PR #34606, opened 2026-06-12
migrate auth provider redirect path

clopen-set:
ref: ATL-842

Point at new provider class.

We also shouldn't need a custom view to handle custom params now.


clopen-set:
This is Part 0.5 of the general auth cleanup. I'm pointing at a new OAuth provider class, which *should* just be a drop-in replacement for direct browser based flows:
- web
- CLI
- chrome extension
Worth double checking logout/login as part of release process.

This does not affect native clients that initiate flows through `accounts/native/start` -- that redirect is controlled separately on our backend

PR #40574, opened 2026-08-10
revert(config): route the managed balanced profile back to GLM 5.2

awlevin:
## Summary

Reverts the managed **Balanced** profile pin from GPT-5.6 Luna back to GLM 5.2 on Fireworks.

The switch to Luna landed in #39685 ("feat(config): route managed balanced profile to GPT-5.6 Luna"). That is the only PR that moved this pin. This change puts `VELLUM_PROFILE_IMPLS.balanced` back to `accounts/fireworks/models/glm-5p2` and follows the pin through the suites that encode it.

The catalog is the single source of truth for default profile content, so the pin ships in a release with no workspace migration: managed entries on disk contribute only `label`/`status`/`topP`, and resolution serves the body from code.

## Scope

Only the managed (`vellum`) column of `balanced` moves. BYOK installs resolve `balanced` through the `intent` table for the provider the user chose and are untouched.

`latency-optimized` keeps its own Luna pin (set separately in #39527) because Luna is the model the live-voice TTFT drives validated. Its comment claimed it shared `balanced`'s model, which is no longer true, so that sentence is corrected.

## Known consequence: vision

GLM 5.2 is text-only (`supportsVision: false`) where Luna is vision-capable. The managed balanced profile therefore stops passing `doesSupportVision`, and image input on it routes through the image-fallback captioning plugin again. That path has not changed since #39685, so this restores the exact behavior that shipped before the Luna pin rather than exercising anything new.

The two `vision-support` cases that #39685 moved off `balanced` stay on `cost-optimized`. That pair still discriminates between the columns (vellum: deepseek-v4-flash, text-only; anthropic: claude-haiku-4-5, vision-capable), and `vision-support.test.ts` keeps a direct `doesSupportVision("accounts/fireworks/models/glm-5p2") === false` assertion, so moving them back would add nothing.

## Interaction with the open A/B test

PR #40391 (open, not merged) adds `experiment-balanced-model-2026-08-06` with `control = gpt-5.6-luna` as "the shipped pin". If both land, that experiment's `control` arm needs to be repointed to GLM 5.2 so `control` still means "the shipped body". Flagging for whoever picks that PR back up.

## Testing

************

**THE PROBLEM:**
For the records given here, say how many lines hold the string "class", with no further words.

**WRITTEN ANSWER:**
2